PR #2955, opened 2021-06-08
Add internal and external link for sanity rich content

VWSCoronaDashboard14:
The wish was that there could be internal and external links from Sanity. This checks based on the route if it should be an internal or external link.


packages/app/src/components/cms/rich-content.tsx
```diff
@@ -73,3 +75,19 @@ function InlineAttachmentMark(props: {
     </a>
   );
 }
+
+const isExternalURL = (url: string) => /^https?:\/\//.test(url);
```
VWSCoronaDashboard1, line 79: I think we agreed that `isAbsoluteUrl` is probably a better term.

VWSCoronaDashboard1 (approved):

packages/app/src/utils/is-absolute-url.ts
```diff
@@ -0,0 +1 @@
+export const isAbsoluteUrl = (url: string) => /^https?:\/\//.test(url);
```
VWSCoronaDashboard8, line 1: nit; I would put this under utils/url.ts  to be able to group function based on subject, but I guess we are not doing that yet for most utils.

---

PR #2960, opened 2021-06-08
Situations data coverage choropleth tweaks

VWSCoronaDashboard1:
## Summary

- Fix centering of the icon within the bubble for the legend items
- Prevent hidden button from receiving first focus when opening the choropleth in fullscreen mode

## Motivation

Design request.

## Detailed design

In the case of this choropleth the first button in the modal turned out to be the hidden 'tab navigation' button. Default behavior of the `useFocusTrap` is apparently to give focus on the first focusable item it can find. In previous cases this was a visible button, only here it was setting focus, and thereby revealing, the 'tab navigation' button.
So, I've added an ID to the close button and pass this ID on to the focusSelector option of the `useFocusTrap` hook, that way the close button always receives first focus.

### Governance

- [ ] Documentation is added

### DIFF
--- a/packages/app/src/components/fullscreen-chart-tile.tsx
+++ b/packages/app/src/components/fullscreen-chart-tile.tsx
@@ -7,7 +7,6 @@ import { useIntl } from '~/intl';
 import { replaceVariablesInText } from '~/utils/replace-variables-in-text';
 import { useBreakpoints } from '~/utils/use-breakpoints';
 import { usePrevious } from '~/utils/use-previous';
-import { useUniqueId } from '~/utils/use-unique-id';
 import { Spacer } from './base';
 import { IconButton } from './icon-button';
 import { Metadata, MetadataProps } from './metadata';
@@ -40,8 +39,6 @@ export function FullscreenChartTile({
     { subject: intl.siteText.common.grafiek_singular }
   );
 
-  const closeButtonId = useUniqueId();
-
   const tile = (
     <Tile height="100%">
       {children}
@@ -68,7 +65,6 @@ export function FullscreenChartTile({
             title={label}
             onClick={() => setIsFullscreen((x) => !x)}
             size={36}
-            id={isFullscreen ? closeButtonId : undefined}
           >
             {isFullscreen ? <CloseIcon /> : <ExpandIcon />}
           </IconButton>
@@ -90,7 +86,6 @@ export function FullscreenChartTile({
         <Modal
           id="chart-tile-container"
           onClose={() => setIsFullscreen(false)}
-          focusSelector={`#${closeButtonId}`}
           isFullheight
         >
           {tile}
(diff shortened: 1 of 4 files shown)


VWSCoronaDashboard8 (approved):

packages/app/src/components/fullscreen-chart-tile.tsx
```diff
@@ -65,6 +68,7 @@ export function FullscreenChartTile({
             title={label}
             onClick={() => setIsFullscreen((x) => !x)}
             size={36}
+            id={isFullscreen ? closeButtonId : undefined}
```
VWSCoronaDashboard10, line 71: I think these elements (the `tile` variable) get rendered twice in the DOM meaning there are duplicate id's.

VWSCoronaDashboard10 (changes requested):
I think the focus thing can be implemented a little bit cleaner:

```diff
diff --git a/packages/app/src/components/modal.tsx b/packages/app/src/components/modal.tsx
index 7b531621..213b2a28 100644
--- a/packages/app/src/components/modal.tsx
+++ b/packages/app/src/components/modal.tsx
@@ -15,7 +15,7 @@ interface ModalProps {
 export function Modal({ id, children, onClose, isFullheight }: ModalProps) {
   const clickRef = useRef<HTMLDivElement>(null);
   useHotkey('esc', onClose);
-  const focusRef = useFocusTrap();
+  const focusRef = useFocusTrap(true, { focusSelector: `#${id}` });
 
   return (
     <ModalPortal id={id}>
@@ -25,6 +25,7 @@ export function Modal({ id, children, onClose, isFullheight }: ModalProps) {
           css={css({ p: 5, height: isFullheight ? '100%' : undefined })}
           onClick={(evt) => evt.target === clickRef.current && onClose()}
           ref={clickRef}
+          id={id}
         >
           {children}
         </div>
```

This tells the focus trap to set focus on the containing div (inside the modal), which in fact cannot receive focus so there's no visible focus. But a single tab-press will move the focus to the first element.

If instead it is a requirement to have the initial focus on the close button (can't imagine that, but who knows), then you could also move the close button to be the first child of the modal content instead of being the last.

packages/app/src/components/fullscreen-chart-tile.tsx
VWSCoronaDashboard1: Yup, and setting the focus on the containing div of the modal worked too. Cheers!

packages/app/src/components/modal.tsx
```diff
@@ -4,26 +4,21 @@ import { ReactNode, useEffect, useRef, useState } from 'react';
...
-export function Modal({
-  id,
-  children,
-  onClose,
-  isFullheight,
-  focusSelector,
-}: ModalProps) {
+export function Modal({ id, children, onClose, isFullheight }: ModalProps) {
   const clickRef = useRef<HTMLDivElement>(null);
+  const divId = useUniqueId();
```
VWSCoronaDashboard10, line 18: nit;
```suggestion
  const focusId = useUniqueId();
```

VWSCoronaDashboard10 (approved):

...

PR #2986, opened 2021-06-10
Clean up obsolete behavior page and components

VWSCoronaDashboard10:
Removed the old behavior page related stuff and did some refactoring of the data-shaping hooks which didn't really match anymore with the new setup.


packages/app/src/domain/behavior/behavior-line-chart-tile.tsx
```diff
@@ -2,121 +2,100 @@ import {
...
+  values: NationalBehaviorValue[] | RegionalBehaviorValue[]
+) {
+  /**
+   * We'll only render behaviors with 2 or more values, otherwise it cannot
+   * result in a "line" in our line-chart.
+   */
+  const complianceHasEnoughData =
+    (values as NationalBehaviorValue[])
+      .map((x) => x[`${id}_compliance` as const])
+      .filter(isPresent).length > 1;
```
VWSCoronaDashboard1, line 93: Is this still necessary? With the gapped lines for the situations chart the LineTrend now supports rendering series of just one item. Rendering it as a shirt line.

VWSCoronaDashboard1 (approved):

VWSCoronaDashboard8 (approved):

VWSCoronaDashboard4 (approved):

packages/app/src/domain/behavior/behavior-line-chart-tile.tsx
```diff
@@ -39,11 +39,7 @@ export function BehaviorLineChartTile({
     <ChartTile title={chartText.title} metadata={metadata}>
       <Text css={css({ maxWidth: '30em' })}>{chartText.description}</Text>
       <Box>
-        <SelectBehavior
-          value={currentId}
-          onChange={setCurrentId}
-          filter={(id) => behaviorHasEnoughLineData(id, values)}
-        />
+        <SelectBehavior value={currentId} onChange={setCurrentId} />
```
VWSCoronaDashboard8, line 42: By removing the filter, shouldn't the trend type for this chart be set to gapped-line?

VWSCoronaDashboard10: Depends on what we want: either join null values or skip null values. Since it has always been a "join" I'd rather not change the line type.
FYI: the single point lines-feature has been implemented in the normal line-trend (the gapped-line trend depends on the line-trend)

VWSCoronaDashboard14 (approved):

Exercise description:
Show every line of the material above in which "https" is present.

Task solution:
+const isExternalURL = (url: string) => /^https?:\/\//.test(url);
+export const isAbsoluteUrl = (url: string) => /^https?:\/\//.test(url);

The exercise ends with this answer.